Scalability: Naive Bayes can handle high-dimensional datasets with a large number of features. It performs well even when the number of features is greater than the number of training examples. It scales with the number of data points and predictors. It handles both continuous and discrete data.
Robustness to Irrelevant Features: It is not sensitive to irrelevant features.
Works well with Small Training Sets: Naive Bayes can provide reasonable results even with limited training data. It can handle situations where the number of training instances is small. It doesn’t require as much training data.

Limitation of Naive Bayes Classifier

Naive Bayes in machine learning assumes that all features are independent of each other. So, it cannot learn relationships between different features in the data. It treats each feature as if it has no relation with the others.

To overcome this problem, you can use Decision Trees, Random Forests, Support Vector Machines (SVM), Neural Networks etc. These algorithms have the ability to learn complex relationships and dependencies between features in the data. So these can predict more accurate results.

Applications of Naive Bayes Classifier

Since this algorithm is fast and efficient, you can use it to make real-time predictions.

Spam Detection

Email services (such as Gmail) use this algorithm to determine whether an email is spam. This algorithm is excellent for spam filtering.

Sentiment Analysis

It can classify text as positive, negative, or neutral based on features like word choice, sentence structure, and context. It finds applications in social media monitoring, customer reviews, and market research.

Document Classification

It can classify documents into categories such as sports, politics, technology, or finance based on the frequency or presence of specific words or features within the document.

Recommender Systems

It can analyze user preferences, historical data, and item features to predict user interests or preferences for recommending products, movies, or articles.

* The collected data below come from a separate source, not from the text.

PR #1367, opened 2016-03-23
Flightapi

Jngai:


Jngai:
@cantino this is ready for review, albeit is a smaller agent, however the flight data returned is quite valuable. Qpx only has 1 endpoint. I did find some good deals.....

app/models/agents/qpx_agent.rb
```diff
@@ -0,0 +1,91 @@
...
+    default_schedule "every_12h"
+
+
+    description <<-MD
+      The QpxExpressAgent will tell you the minimum airline prices between a pair of cities. The api limit is 50 requests/day.
+
+      Follow their documentation here (https://developers.google.com/qpx-express/v1/prereqs#get-a-google-account) to retrieve an api key.
+      After you get to the google developer console, created a project, enabled qpx express api then you can choose `api key` credential to be created.
+
+      `Origin` and `Destination` requires `airport code`.
```
cantino: Maybe:


```markdown
The `origin` and `destination` options require an [airport code](http://www.expedia.com/daily/airports/AirportCodes.asp).
```

cantino:
Looks great @Jngai!  Do you think we should remove the `AdiosoAgent`?  I believe you can't get an API key anymore?

app/models/agents/qpx_agent.rb
```diff
@@ -0,0 +1,91 @@
+module Agents
+  class QpxAgent < Agent
+
+    cannot_receive_events!
+    default_schedule "every_12h"
+
+
+    description <<-MD
+      The QpxExpressAgent will tell you the minimum airline prices between a pair of cities. The api limit is 50 requests/day.
```
dsander: The QpxExpress API is basically google flights, isn't it? Would it make sense to name the agent `GoogleFlightsAgent` and mention the qpx api in the description?

dsander:
Nice @Jngai! Since the structure of the agent options are static it would be great to make it `FormConfigurable`.

Jngai:
@cantino I did remove the old flight api. I guess its good to direct the users to the new flight agent even if the old adioso api keys still work. You can not get a new api now. I also addressed the rest of the concerns.

dsander:
@cantino @Jngai The adioso API endpoint seems to still exist, even if they do not issue new API keys there some Huginn users still might have a working key. If we decide to remove it, we also need to make sure to delete all `AdiosoAgent`s from the database in a migration.

cantino:
OK, we'll keep it.

Jngai:
@cantino the commits that deleted the files have been reverted.

cantino:
Looks great, thanks @Jngai!

Pcsl:
Great work @Jngai! I know it's hard to add all the parameters the API supports but I think it should support at least round-trip flights, that's really basic! Apart from that, this is an awesome work!

Jngai:
Hey @Pcsl I will see if I can add more options to the agent later.

PR #1371, opened 2016-03-25
Show Dry Run Result with tabs

thiagotalma:
For better organization and viewing the results.

### DIFF
--- a/app/assets/javascripts/components/utils.js.coffee
+++ b/app/assets/javascripts/components/utils.js.coffee
@@ -99,12 +99,30 @@ class @Utils
         $('body').css(cursor: 'auto')
       .done (json) =>
         Utils.showDynamicModal """
-          <h5>Log</h5>
-          <pre class="agent-dry-run-log"></pre>
-          <h5>Events</h5>
-          <pre class="agent-dry-run-events"></pre>
-          <h5>Memory</h5>
-          <pre class="agent-dry-run-memory"></pre>
+          <!-- Nav tabs -->
+          <ul class="nav nav-tabs" role="tablist">
+            <li role="presentation" class="active"><a href="#log" aria-controls="log" role="tab" data-toggle="tab">Log</a></li>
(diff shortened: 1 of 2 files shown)


dsander:
Nice, I like it! Not sure about the order of the tabs though, wouldn't one want to look at the generated events first and switch to the log only if something went wrong?

knu:
Cool, looks good!  I'd agree with @dsander about the order.  When I implemented it I thought the log should be the main content when everything was to be shown in one page, but once separated, created events should probably be in the primary tab because it is the main effect of a run.

thiagotalma:
@dsander @knu 
Done!

thiagotalma:
@dsander @knu @cantino 
What do you think to remove the date/time of the logs?
They take up much space on the screen and do not matter, since the execution was done manually.

dsander:
@thiagotalma I think it is a good idea to remove the timestamps.

knu:
I think elapsed times in second precision would be great.

knu:
And it could be a separate PR.

app/assets/javascripts/components/utils.js.coffee
```diff
@@ -99,18 +99,32 @@ class @Utils
...
+              <pre class="agent-dry-run-memory"></pre>
+            </div>
+          </div>
           """,
           body: (body) ->
             $(body).
               find('.agent-dry-run-log').text(json.log).end().
               find('.agent-dry-run-events').text(json.events).end().
               find('.agent-dry-run-memory').text(json.memory)
+            active = if json.events.match(/^\[?\s*\]?$/) then 'tabLog' else 'tabEvents'
```
cantino: What does this line do?

cantino:
Nice improvement!

app/assets/javascripts/components/utils.js.coffee
thiagotalma: Defines the tab will be activated according to checking whether the events are empty. If empty, the Logs tab is activated.

cantino:
Looks good to me, thanks!  Merging.

PR #1372, opened 2016-03-25
Update installation.md

irfancharania:
Update Ruby version to 2.3.0 (latest stable)


cantino:
Agreed, I use 2.3 as well.  @dsander, this look good?

dsander:
I am still running on 2.2, but since the specs pass on 2.3 we should be good.

cantino:
Thanks @irfancharania!

PR #1374, opened 2016-03-26
Menu actions on more screens

thiagotalma:
Usability would be greatly improved if the "actions" menu were visible whenever possible.

What do you think?
Here's an example:


cantino:
Interesting idea!  We'd probably want it on the events/index too when it's filtered by agent?

thiagotalma:
@cantino Done!

cantino:
Awesome!

PR #1376, opened 2016-03-27
Events - Display the column Sources only when show all

thiagotalma:


app/views/events/index.html.erb
```diff
@@ -10,7 +10,9 @@
       <div class='table-responsive'>
         <table class='table table-striped events'>
           <tr>
-            <th>Source</th>
+            <% unless @agent %>
+                <th>Source</th>
```
dsander: I think this should only be indented with two spaces instead of four.

app/views/events/index.html.erb
```diff
@@ -19,7 +21,9 @@
         <% @events.each do |event| %>
           <% next unless event.agent %>
           <%= content_tag :tr, class: (highlighted?(event.id) ? 'hl' : nil) do %>
-            <td><%= link_to event.agent.name, agent_path(event.agent, return: request.fullpath) %></td>
+            <% unless @agent %>
+                <td><%= link_to event.agent.name, agent_path(event.agent, return: request.fullpath) %></td>
```
dsander: Same here.

dsander:
Good idea!

thiagotalma:
Ops!
IDE default are 4 spaces.
Fixed.

cantino:
Awesome, thanks!

PR #735, opened 2015-08-28
Add missing statusCode in client response

ertrzyiks:
Hey, I noticed missing statusCode on client side.

### DIFF
--- a/lib/client.js
+++ b/lib/client.js
@@ -394,7 +394,7 @@ Response.prototype.setStatusProperties = function(status){
   var type = status / 100 | 0;
 
   // status / class
-  this.status = status;
+  this.status = this.statusCode = status;
   this.statusType = type;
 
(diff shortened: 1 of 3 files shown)


defunctzombie:
Where is it documented that we use statusCode?

ertrzyiks:
We use superagent in isomorphic app and we experienced inconsistency in client and server response object. I don't see any documenation about statusCode indeed and I even tried to remove it, but testsuite failed without this property. 

I've added this field to introduce consistency, but similar effect can be done by removing statusCode from node version.

defunctzombie:
Gotcha, yea I can see in the changelog and code that it was added to mirror the node response object. Don't want to undo that change so this seems like a reasonable patch-up. It will remain undocumented but can be something that is there for use since the node version already had it.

This classifier algorithm is also used in Face Recognition, Weather Prediction, Medical Diagnosis, Shopping, News Classification etc. You can implement Naive Bayes in Python. There is Naive Bayes classifier sklearn, i.e., sklearn.naive_bayes. It is module which implements this algorithm.

Conclusion

Naive Bayes algorithms in machine learning are classifiers mostly used in spam detection, news classification, sentiment analysis, weather prediction, shopping etc. The Naive Bayes algorithms are based on Bayes Theorem. This algorithm is simple and easy to implement. Since it is fast we can use it in real-time applications. Its biggest disadvantage is that it assumes independent features (Since independent features are rarely possible in real-life, so it is known as Naive). It treats each feature as equal. To overcome this drawback you can use other classifiers like Decision Tree, Random Forest, Support Vector Machine (SVM) etc.